Egypt’s net foreign asset deficit narrowed significantly in March as the banking system started to feel the impact of the wave of reforms introduced by the central bank — the float of the EGP and the jumbo rate hike — and the renewed investor appetite for local debt. Net foreign asset deficit fell to just under USD 4.2 bn in the Egyptian banking system marking its lowest deficit in two years, after having recorded nearly USD 22 bn in February, according to Enterprise calculations based on Central Bank of Egypt figures.
Remember: Foreign investors have poured USD 17.8 bn into Egyptian government debt in the first quarter of 2024, Egyptian Central Securities Depository CEO Yasser Zaazaa said last month. When taking into account the USD 5.6 bn of debt that foreign investors sold during the period, net purchases of Egyptian debt came in at USD 12.2 bn for the period.
Commercial banks were the main drivers: The net foreign assets deficit in commercial banks narrowed to USD 2.8 bn in March compared to USD 13.2 bn the month before. Foreign assets in commercial banks rose 44% m-o-m, while liabilities fell 10% m-o-m.
The central bank’s net foreign asset position also saw improvement: The CBE’s net foreign asset deficit narrowed to USD 1.4 bn in March from USD 8.7 bn the month prior.

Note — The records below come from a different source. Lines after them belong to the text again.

PR #19, opened 2024-04-28
Correct SISRE calculation

TYTY666:
Dear gnssanalysis developers, hello! Thank you for your work.

We noticed that there seems to be some errors in the function used to calculate SISRE in the `gn_diffaux.py` file of gnssanalysis. We believe that when calculating the SISRE indicator, `clk_diff` should be multiplied by the speed of light and mutually offset with the radial orbit deviation.

We have corrected this issue. If you think our correction is correct, please accept our PR. If there are any questions, please give us feedback.

### DIFF
--- a/gnssanalysis/gn_diffaux.py
+++ b/gnssanalysis/gn_diffaux.py
@@ -500,7 +500,7 @@ def sisre(
     alpha, beta = _np.vsplit(coeffs_df.values, indices_or_sections=2)
 
     sisre = _pd.DataFrame(
-        data=_np.sqrt((alpha * radial + clk_diff) ** 2 + (along**2 + cross**2) / beta),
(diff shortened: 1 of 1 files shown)


ronaldmaj:
Hi [TYTY666](https://github.com/TYTY666),

Thanks so much for your PR. It's a really good catch and something we missed when creating these functions. 

I have put through a parallel PR in order to move the multiplication by the speed of light up to where the `clk_diff` variable is defined. This aligns better with how we currently calculate the clk values in the `diffclk` function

Working out our net foreign asset position is a bit different this time round: This is the first net foreign liabilities figure calculated using a post-float exchange rate — foreign liabilities in the country’s banking system fell nearly 10% m-o-m in USD terms and rose over 40% m-o-m in EGP terms, while foreign assets were up 21% in USD terms and rose 88% when calculated in EGP.